Design of passive microwave components on multilayered printed circuit boards using functional vias

This thesis deals with the design of passive components such as microwave filters, couplers, and networks on multilayered substrates using functional vias. Vias (plated through holes) are essential elements in modern multilayer printed circuit boards (PCBs). They provide electrical and thermal connection between different layers of conductors. With a steadily increasing demand on high bandwidth data transmission, the operating frequencies achieve multiple tens of GHz where the physical effect associated with vias become parasitic. In this work these parasitic effects are carefully analyzed and exploited in order to use vias as functional elements. First, the via stub effect is utilized in single and double stub matching networks. Secondly, via stubs are used as quasi-transmission lines as low-pass, band-pass and band-stop filters. Finally, the mostly unwanted parallel plate modes are used for building a directional coupler. The designs of filters and couplers are compared to common planar microstrip implementations with regard to overall size, manufacturing issues and electrical performance. All microwave designs were evaluated using theoretical predictions, quasi-analytical and full-wave simulations.
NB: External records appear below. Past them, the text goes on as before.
PR #209, opened 2021-03-26
[13.0][IMP] shopfloor changes in checkout

hparfr:
Add a new mode: "scan & pack" to quickly scan products.

When activated on the stock.picking.type = checkout it will change the view in the mobile app.

Capture d’écran 2021-04-15 à 15 59 42

### DIFF
--- a/shopfloor/actions/data.py
+++ b/shopfloor/actions/data.py
@@ -15,8 +15,8 @@ class DataAction(Component):
             record.with_context(location=record.id), self._location_parser, **kw
         )
 
-    def locations(self, record, **kw):
-        return self.location(record, multi=True)
+    def locations(self, records, **kw):
+        return [self.location(rec, **kw) for rec in records]
 
     @property
     def _location_parser(self):
@@ -165,6 +165,7 @@ class DataAction(Component):
             "id",
             "qty_done",
             "product_uom_qty:quantity",
+            "shopfloor_checkout_done:done",
             ("product_id:product", self._product_parser),
             ("lot_id:lot", self._lot_parser),
             ("location_id:location_src", self._location_parser),
@@ -222,10 +223,17 @@ class DataAction(Component):
             "display_name",
             "default_code",
             "barcode",
+            (
+                "barcode_ids:barcodes",
+                lambda record, fname: self._product_barcode_list(record[fname]),
+            ),
             ("packaging_ids:packaging", self._product_packaging),
             ("uom_id:uom", self._simple_record_parser() + ["factor", "rounding"]),
             ("seller_ids:supplier_code", self._product_supplier_code),
         ]
+
+    def _product_barcode_list(self, rec):
+        return self._jsonify(rec, self._simple_record_parser(), multi=True,)
 
     def _product_packaging(self, rec, field):
         return self._jsonify(
--- a/shopfloor/actions/data.py
+++ b/shopfloor/actions/data.py
@@ -251,8 +251,10 @@ class DataAction(Component):
     @ensure_model("stock.picking.batch")
     def picking_batch(self, record, with_pickings=False, **kw):
         parser = self._picking_batch_parser
+
         if with_pickings:
             parser.append(("picking_ids:pickings", self._picking_parser))
+
         return self._jsonify(record, parser, **kw)
 
     def picking_batches(self, record, with_pickings=False, **kw):
--- a/shopfloor/actions/message.py
+++ b/shopfloor/actions/message.py
@@ -264,6 +264,15 @@ class MessageAction(Component):
             ),
         }
 
+    def x_units_put_in_location(self, qty, product, location):
+        # TODO refactor with x_units_put_in_package
+        return {
+            "message_type": "success",
+            "body": _("{} {} put in {}").format(
+                qty, product.display_name, location.name
+            ),
+        }
+
     def cannot_move_something_in_picking_type(self):
         return {
             "message_type": "error",
@@ -550,4 +559,10 @@ class MessageAction(Component):
                 "Pick + Pack mode ON: the picking {0.name} has no carrier set. "
                 "The system couldn't pack goods automatically."
             ).format(picking),
+        }
+
+    def stock_issue_for_line(self, name):
+        return {
+            "message_type": "info",
+            "body": _("Stock issue declared for {}").format(name),
         }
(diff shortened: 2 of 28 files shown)


hparfr:
@simahawk @sebalix   can you please review this

.gitignore
```diff
@@ -73,3 +73,7 @@ docs/_build/
 
 # OCA rules
 !static/lib/
+
```
simahawk: normally I keep these in my global .gitignore

shopfloor/actions/data.py
```diff
@@ -9,6 +9,13 @@
 class DataAction(Component):
     _inherit = "shopfloor.data.action"
 
+    @property
+    def _full_partner_parser(self):
```
simahawk: this is the simpler record parser. Also, "full" should go to the `data_detail` action.

shopfloor/actions/data.py
```diff
@@ -48,6 +55,20 @@ def _picking_parser(self):
             "scheduled_date",
         ]
 
+    @property
+    def _full_picking_parser(self):
```
simahawk: `data_detail` again?

shopfloor/actions/data.py
```diff
@@ -165,10 +186,17 @@ def _move_line_parser(self):
             "id",
             "qty_done",
             "product_uom_qty:quantity",
+            "shopfloor_checkout_done:done",
             ("product_id:product", self._product_parser),
             ("lot_id:lot", self._lot_parser),
             ("location_id:location_src", self._location_parser),
             ("location_dest_id:location_dest", self._location_parser),
+            (
```
simahawk: this will be more expensive than expected. Can't we make it conditional?

shopfloor/actions/data.py
```diff
@@ -243,9 +271,27 @@ def _product_supplier_code(self, rec, field):
...
-        return self._jsonify(record, parser, **kw)
+        if with_pickings == "full":
+            parser.append(("picking_ids:pickings", self._full_picking_parser))
+
+        data = self._jsonify(record, parser, **kw)
+
+        if with_pickings == "full":
+            pickings = record.picking_ids
+
+            for i, picking in enumerate(pickings):
```
simahawk: IMO this should be done in the service where you need it.
Anyway, these move lines computation shall be done in the full_picking_parser.

shopfloor/actions/message.py
```diff
@@ -249,6 +249,15 @@ def x_units_put_in_package(self, qty, product, package):
             ),
         }
 
+    def x_units_put_in_location(self, qty, product, location):
+        # TODO refactor with x_units_put_in_package
```
simahawk, line 268: maybe just `x_units_put_in(self, qty, product, destination)` and just pick the name of destination.

shopfloor/actions/message.py
```diff
@@ -504,6 +513,12 @@ def packaging_invalid_for_carrier(self, packaging, carrier):
             ),
         }
 
+    def stock_issue_for_line(self, name):
```
simahawk: this is for?

shopfloor/actions/schema.py
```diff
@@ -38,6 +60,12 @@ def move_line(self, with_packaging=False, with_picking=False):
             "package_dest": self._schema_dict_of(
                 self.package(with_packaging=with_packaging), required=False
             ),
+            "suggested_package_dest": self._schema_list_of(
```
simahawk: why do you need these?

shopfloor/services/exception.py
```diff
@@ -0,0 +1,117 @@
+from functools import wraps
```
simahawk, line 1: and this is for?

shopfloor_mobile/static/wms/src/scenario/checkout.js
```diff
@@ -320,15 +338,102 @@ const Checkout = {
         return {
             usage: "checkout",
             initial_state_key: "select_document",
+            lastScanned: null,
             states: {
+                scan_products: {
+                    on_scan: scanned => {
```
simahawk: way  too much logic here in the definition of the state IMO

shopfloor_mobile_base/static/wms/src/components/detail/detail_card.js
```diff
@@ -58,4 +65,7 @@ Vue.component("item-detail-card", {
         </p>
     </div>
   `,
+    renderTriggered() {
```
simahawk: ?

shopfloor_mobile_base/static/wms/src/components/detail/detail_mixin.js
```diff
@@ -85,14 +85,18 @@ export var ItemDetailMixin = {
             // Defining defaults for an Object property
             // works only if you don't pass the property at all.
             // If you pass only one key, you'll lose all defaults.
-            const opts = _.defaults({}, this.$props.options, {
```
simahawk, line 88: why this change?

simahawk (changes requested):
@hparfr please clean up this PR. Is a bit messy.

1. provide and extended description of the changes and document methods and classes w/ docstrings
2. split mobile changes to their own atomic commit or split them to another PR
3. also, the checkout behavior you need seems more a new checkout scenario: why don't you create a new one? Is it because of the mobile template? If so, we could find a better way to handle it.

shopfloor/actions/schema.py
FranzPoize: We need these when we process order with multiple products. We need to suggest the destination for the following product that go in the same package.

shopfloor/services/exception.py
FranzPoize: This was an attempt to find a better way to handle common error in the services. wraps is used to wraps the decorated function and allows us to keep the signature and name of the decorated function.

shopfloor_mobile_base/static/wms/src/components/detail/detail_mixin.js
FranzPoize: There's no good reason to use defaults here. And standard javascript has nearly all utility function that underscore/lodash provides. In the end the plan was to remove underscore from the codebase if that's possible and stick to vanilla js for object literal and array manipulation.

hparfr:
Replaced by a v14 branch on akretion/wms.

The calculated results are supported by measurements of scattering parameters up to 35 GHz in most cases. Several test boards have been designed, fabricated, and measured for this purpose. The application of vias as functional elements as proposed in this work shows several advantages such as high isolation against external signals due to an appropriate shielding, smaller footprint compared to planar implementation, and its potential for 3D-integration of microwave components.